Task goal
In the following listing, find the lines containing "mssql" and report them.

Exercise data
PR #2274, opened 2021-05-12
[VR-11200] Use bound parameters for escaped values for mssql compatibility

coryverta:
mssql for some reason thinks these are column names otherwise.  :facepalm:


conradoverta (approved):
There's a ton more like this in the ER speed up branch. Cc @ad-47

Problem solution
[VR-11200] Use bound parameters for escaped values for mssql compatibility
mssql for some reason thinks these are column names otherwise.  :facepalm:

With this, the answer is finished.